En su película anterior, This Must Be the Place (Italia-Francia-Irlanda, 2011), Paolo Sorrentino nos tomaba de la mano y nos invitaba a un viaje. Su cámara lánguida flotaba en las espesuras de la conciencia de su personaje central, una especie de goth-god convertido en cazador de nazis que no descansaba nunca. En esa travesía, un acompasado road movie casi naif, la música entraba para apoyar lo que esa cámara ligera encuadraba y modificaba con sus movimientos.

Ahora, con La gran belleza el viaje se recupera, pero la cámara ya no es lánguida. Es placentera pero un poco más dictatorial, con encuadres mucho más geométricos. Todo resalta, pero la idea de fantasear con eso que se ve, se siente casi hipnotizante cuando las líneas se cruzan y se tejen en un manejo de la simetría y el color.

This Must Be The Place era un viaje que miraba a los oídos.
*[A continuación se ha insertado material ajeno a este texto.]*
Issue #788, opened 2018-03-31
Decrease cursor width?


navdeepio:
Is it possible?

DaveDavenport:
No.

Please follow the [guidelines](https://github.com/DaveDavenport/rofi/blob/next/.github/CONTRIBUTING.md) when creating an issue.

navdeepio:
@DaveDavenport Please consider this issue as a feature request

DaveDavenport:
@navdeepio Please read my comment from 31st of March.

PR #1753, opened 2022-11-23
make cursor more customizable by adding cursor-width and cursor-color

vE5li:
This pull request aims to make cursor more customizable by adding `cursor-width` and `cursor-color` to the theme. This will allow the creation of block cursors such as this:
block_cursor
and also address issue #788.

### DIFF
--- a/doc/rofi-theme.5
+++ b/doc/rofi-theme.5
@@ -197,6 +197,25 @@ element-text {
 .RE
 
 .PP
+We can also specify the color and width of the cursor. You could, for example,
+create a crimson block cursor like this:
+
+.PP
+.RS
+
+.nf
+entry {
+  cursor-color: rgb(220,20,60);
+  cursor-width: 8px;
+}
+
+.fi
+.RE
+
+.PP
+By default, the \fB\fCcursor-color\fR will be the same as the \fB\fCtext-color\fR\&. The \fB\fCcursor-width\fR will always default to 2 pixels.
+
+.PP
 If you want to see the complete theme, including the modification you can run:
 
 .PP
--- a/doc/rofi-theme.5
+++ b/doc/rofi-theme.5
@@ -1532,6 +1532,10 @@ This option is only available on the \fB\fCelement-text\fR widget.
 Set the location of tab stops by their distance from the beginning of the line.
 Each distance should be greater than the previous one.
 The text appears to the right of the tab stop position (other alignments are not supported yet).
+.IP \(bu 2
+\fBcursor-width\fP:      The width of the cursor.
+.IP \(bu 2
+\fBcursor-color\fP:      The color used to draw the cursor.
 
 .RE
 
--- a/doc/rofi-theme.5.markdown
+++ b/doc/rofi-theme.5.markdown
@@ -132,6 +132,18 @@ element-text {
 └─────────────────────────────────────────────────────────────────────┘ 
 ```
 
+We can also specify the color and width of the cursor. You could, for example,
+create a crimson block cursor like this:
+
+```css
+entry {
+  cursor-color: rgb(220,20,60);
+  cursor-width: 8px;
+}
+```
+
+By default, the `cursor-color` will be the same as the `text-color`. The `cursor-width` will always default to 2 pixels.
+
 If you want to see the complete theme, including the modification you can run:
 
 ```bash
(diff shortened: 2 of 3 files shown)


DaveDavenport:
looking at the code, it looks (on first sight) like this breaks placeholder-color.

DaveDavenport:
I compiled and checked, it breaks the place-holder color.

DaveDavenport:
Not very awake, but I think this fixes things:

```patch
diff --git a/source/widgets/textbox.c b/source/widgets/textbox.c
index bda7d6fe..1838ccff 100644
--- a/source/widgets/textbox.c
+++ b/source/widgets/textbox.c
@@ -482,9 +482,12 @@ static void textbox_draw(widget *wid, cairo_t *draw) {
   }
   y += top;
 
-  if (tb->show_placeholder) {
-    rofi_theme_get_color(WIDGET(tb), "placeholder-color", draw);
-  }
+  // TODO check if this is still needed after flatning.
+  cairo_set_operator(draw, CAIRO_OPERATOR_OVER);
+  cairo_set_source_rgb ( draw, 0.0, 0.0, 0.0 );
+  // use text color as fallback for themes that don't specify the cursor color
+  rofi_theme_get_color(WIDGET(tb), "text-color", draw);
+
   // Set ARGB
   // We need to set over, otherwise subpixel hinting wont work.
   switch (pango_layout_get_alignment(tb->layout)) {
@@ -515,11 +518,6 @@ static void textbox_draw(widget *wid, cairo_t *draw) {
   }
   }
 
-  // TODO check if this is still needed after flatning.
-  cairo_set_operator(draw, CAIRO_OPERATOR_OVER);
-  cairo_set_source_rgb ( draw, 0.0, 0.0, 0.0 );
-  // use text color as fallback for themes that don't specify the cursor color
-  rofi_theme_get_color(WIDGET(tb), "text-color", draw);
 
   // draw the cursor
   if (tb->flags & TB_EDITABLE) {
@@ -553,6 +551,9 @@ static void textbox_draw(widget *wid, cairo_t *draw) {
   // draw the text
   cairo_save(draw);
   cairo_reset_clip(draw);
+  if (tb->show_placeholder) {
+    rofi_theme_get_color(WIDGET(tb), "placeholder-color", draw);
+  }
   pango_cairo_show_layout(draw, tb->layout);
   cairo_restore(draw);
 }
```

this also fixes the cursor taking the place-holder color.

vE5li:
You are completely right. I applied your suggestions and tested again, now everything seems to work as expected.

DaveDavenport:
Can you add the properties to the textbox in the rofi-themes manpage?

vE5li:
Sure thing! I will find time for it this evening

vE5li:
I was struggling a bit to come up with some good documentation and what I ended up with is definitely not perfect but hopefully good enough. Please feel free to modify it if there's something missing or you don't like the phrasing :)

DaveDavenport:
It might be good to also add it to the textbox section?

```patch
diff --git a/doc/rofi-theme.5.markdown b/doc/rofi-theme.5.markdown
index bf0f3630..93da4bd0 100644
--- a/doc/rofi-theme.5.markdown
+++ b/doc/rofi-theme.5.markdown
@@ -937,6 +937,8 @@ The following properties are currently supported:
     Set the location of tab stops by their distance from the beginning of the line.
     Each distance should be greater than the previous one.
     The text appears to the right of the tab stop position (other alignments are not supported yet).
+* **cursor-width**:     The width of the cursor.
+* **cursor-color**:      The color used to draw the cursor.
 
 ### listview:
 * **columns**:         integer
```

vE5li:
Yes definitely, added them just now.

I noticed that the capitalization on that section is quite inconsistent. For example:
```
* **font**:              the font used by this textbox (string).
* **str**/**content**:   the string to display by this textbox (string).
* **vertical-align**:    Vertical alignment of the text. A number between 0 (top) and 1 (bottom).
* **horizontal-align**:  Horizontal alignment of the text. A number between 0 (left) and 1 (right).
* **text-color**:        the text color to use.
* **text-transform**:    text style {color} for the whole text.
* **highlight**:         text style {color}.
```
But I wasn't sure if there is maybe some rule for when to capitalize that I'm missing. I would love to fix this in a follow up MR if it makes sense.

DaveDavenport:
Documentation MR's are highly appreciated.

vE5li:
Alright, I will look into that :) Is this MR ready to be merged?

La gran belleza es un viaje que escucha a los ojos.

Las atmósferas son coloridas y vitales y resulta casi prodigioso que la desesperación y el aburrimiento del nuevo personaje central de Sorrentino, Jep (Toni Servillo, estupendo), -un escritor exitoso y jet setniano anque sólo tenga una novela- siente al estar irremediablemente relacionado con el mundo de la alta cultura contemporánea. El viaje que Sorrentino le regala a nuestros ojos apunta al lado contrario de los pesares de un –eso sí- jovial testigo de los vacíos sociales y de las pretensiones de una burguesía decadente y en extinción. Los paisajes, urbanos y no, las telas, las luces, los rostros, los colores, todo está ante la camara y para la cámara, en una especie de danza ritual, a veces más funeraria y otras completamente festiva, enamoradiza.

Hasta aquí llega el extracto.